Search code examples
javagarbage-collectionjvmfile-processing

What is an overhead for creating Java objects from lines of csv file


the code reads lines of CSV file like:

Stream<String> strings = Files.lines(Paths.get(filePath))

then it maps each line in the mapper:

List<String> tokens = line.split(","); return new UserModel(tokens.get(0), tokens.get(1), tokens.get(2), tokens.get(3));

and finally collects it:

Set<UserModel> current = currentStream.collect(toSet())

File size is ~500MB I've connected to the server using jconsole and see that heap size grew from 200MB to 1.8GB while processing.

I can't understand where this x3 memory usage came from - I expected something like 500MB spike or so?

My first impression was it's because there is no throttling and garbage collector simply doesn't have enough time for cleanup. But I've tried to use guava rate limiter to let garbage collector time to do it's job but result is the same.


Solution

  • Tom Hawtin made good points - I just wanna expand on them and provide a bit more details.

    Java Strings take at least 40 bytes of memory (that's for empty string) due to java object header (see later) overhead and an internal byte array. That means the minimal size for non-empty string (1 or more characters) is 48 bytes.

    Nowawadays, JVM uses Compact Strings which means that ASCII-only strings only occupy 1 byte per character - before it was 2 bytes per char minimum. That means if your file contains characters beyond ASCII set, then memory usage can grow significantly.

    Streams also have more overhead compared to plain iteration with arrays/lists (see here Java 8 stream objects significant memory usage)

    I guess your UserModel object adds at least 32 bytes overhead on top of each line, because:

    • the minimum size of java object is 16 bytes where first 12 bytes are the JVM "overhead": object's class reference (4 bytes when Compressed Oops are used) + the Mark word (used for identity hash code, Biased locking, garbage collectors)
    • and the next 4 bytes are used by the reference to the first "token"
    • and the next 12 bytes are used by 3 references to the second, third and fourth "token"
    • and the last 4 bytes are required due to Java Object Alignment at 8-byte boundaries (on 64-bit architectures)

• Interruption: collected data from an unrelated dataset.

PR #2333, opened 2024-11-24
InternalLog fixes for GlobalMeterProvider

cijothomas:
Addresses https://github.com/open-telemetry/opentelemetry-rust/pull/2331#discussion_r1855278739
Adds log when Get fails due to posion.

### DIFF
--- a/opentelemetry/src/global/metrics.rs
+++ b/opentelemetry/src/global/metrics.rs
@@ -21,21 +21,24 @@ where
 {
     // Try to set the global meter provider. If the RwLock is poisoned, we'll log an error.
     let mut global_provider = global_meter_provider().write();
-
     if let Ok(ref mut provider) = global_provider {
         **provider = Arc::new(new_provider);
         otel_info!(name: "MeterProvider.GlobalSet", message = "Global meter provider is set. Meters can now be created using global::meter() or global::meter_with_scope().");
     } else {
-        otel_error!(name: "MeterProvider.GlobalSetFailed", message = "Global meter provider is not set due to lock poison. Meters created using global::meter() or global::meter_with_scope() will not function.");
+        otel_error!(name: "MeterProvider.GlobalSetFailed", message = "Setting global meter provider failed. Meters created using global::meter() or global::meter_with_scope() will not function. Report this issue in OpenTelemetry repo.");
     }
 }
 
 /// Returns an instance of the currently configured global [`MeterProvider`].
 pub fn meter_provider() -> GlobalMeterProvider {
-    global_meter_provider()
-        .read()
-        .expect("GLOBAL_METER_PROVIDER RwLock poisoned")
-        .clone()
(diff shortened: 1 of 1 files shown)


opentelemetry/src/global/metrics.rs
```diff
@@ -21,21 +21,24 @@ where
 {
     // Try to set the global meter provider. If the RwLock is poisoned, we'll log an error.
     let mut global_provider = global_meter_provider().write();
-
     if let Ok(ref mut provider) = global_provider {
         **provider = Arc::new(new_provider);
         otel_info!(name: "MeterProvider.GlobalSet", message = "Global meter provider is set. Meters can now be created using global::meter() or global::meter_with_scope().");
     } else {
-        otel_error!(name: "MeterProvider.GlobalSetFailed", message = "Global meter provider is not set due to lock poison. Meters created using global::meter() or global::meter_with_scope() will not function.");
+        otel_error!(name: "MeterProvider.GlobalSetFailed", message = "Setting global meter provider failed. Meters created using global::meter() or global::meter_with_scope() will not function. Report this issue in OpenTelemetry repo.");
```
cijothomas, line 28: in a future PR, i'll try to make this consistent, by providing an attribute "suggested_action" where the value can inform users about actions they can do. In this case there are 2
1. Report it at OpenTelemetry repro.
2. Use meters from other meter provider instance, if they have access to.

This requires some time to come up with a consistent way across entire repo to ensure every warn/err logs have a clear action for end users.

opentelemetry/src/global/metrics.rs
```diff
@@ -21,21 +21,24 @@ where
...
-        .read()
-        .expect("GLOBAL_METER_PROVIDER RwLock poisoned")
-        .clone()
+    // Try to get the global meter provider. If the RwLock is poisoned, we'll log an error and return a NoopMeterProvider.
+    let global_provider = global_meter_provider().read();
+    if let Ok(provider) = global_provider {
+        provider.clone()
+    } else {
+        otel_error!(name: "MeterProvider.GlobalGetFailed", message = "Getting global meter provider failed. Meters created using global::meter() or global::meter_with_scope() will not function. Report this issue in OpenTelemetry repo.");
+        Arc::new(crate::metrics::noop::NoopMeterProvider::new())
```
lalitb, line 40: This does great, to maintain continuity for application. Additionally, we can also consider trying to recover the poisoned provider, check if it's still intact (since corruption could happen if another thread panicked while holding the lock), and return it if everything is good. Of course, this would need to be handled on a case-by-case basis, and only where recovery makes sense. Something, to be tried separate of this PR, I will have a look if it is possible.

lalitb (approved):
Thanks for the fix.

opentelemetry/src/global/metrics.rs
cijothomas: agree. we absolutely cannot panic here so this is the minimal change to meet that goal. lets see if we can recover nicely.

    That being said, it's not clear whether you even use all the data that you read from the file - you parse 4 tokens from a line but maybe there are more? Moreover, you didn't mention how exactly the heap size "grew" - If it was the commited size or the used size of the heap. The used portion is what actually is being "used" by live objects, the commited portion is what has been allocated by the JVM at some point but could be garbage-collected later; used < commited in most cases.

    You'd have to take a heap snapshot to find out how much memory actually the result set of UserModel occupies and that would actually be interesting to compare to the size of the file.